## What you should do
Lines below containing the word "milliseconds" should be copied out.

(Collected data entries)
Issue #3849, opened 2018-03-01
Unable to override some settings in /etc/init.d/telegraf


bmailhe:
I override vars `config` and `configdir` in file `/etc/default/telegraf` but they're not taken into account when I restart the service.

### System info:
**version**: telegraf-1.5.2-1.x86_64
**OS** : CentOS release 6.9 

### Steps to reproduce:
---
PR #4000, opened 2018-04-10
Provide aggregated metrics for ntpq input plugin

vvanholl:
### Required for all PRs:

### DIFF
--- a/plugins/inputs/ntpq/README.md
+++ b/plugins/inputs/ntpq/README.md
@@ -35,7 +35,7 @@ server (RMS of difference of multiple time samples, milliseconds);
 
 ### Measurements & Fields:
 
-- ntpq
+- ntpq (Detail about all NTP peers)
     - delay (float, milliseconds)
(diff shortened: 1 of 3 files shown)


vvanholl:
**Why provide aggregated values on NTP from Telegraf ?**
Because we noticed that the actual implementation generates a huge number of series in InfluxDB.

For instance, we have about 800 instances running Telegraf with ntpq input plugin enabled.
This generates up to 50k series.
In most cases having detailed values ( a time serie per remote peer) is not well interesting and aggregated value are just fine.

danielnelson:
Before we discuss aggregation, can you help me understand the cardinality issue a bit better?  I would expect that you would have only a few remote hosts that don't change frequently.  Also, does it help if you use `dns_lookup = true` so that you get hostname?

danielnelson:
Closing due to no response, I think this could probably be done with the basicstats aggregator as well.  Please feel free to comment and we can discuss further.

## Answer space
@@ -35,7 +35,7 @@ server (RMS of difference of multiple time samples, milliseconds);
     - delay (float, milliseconds)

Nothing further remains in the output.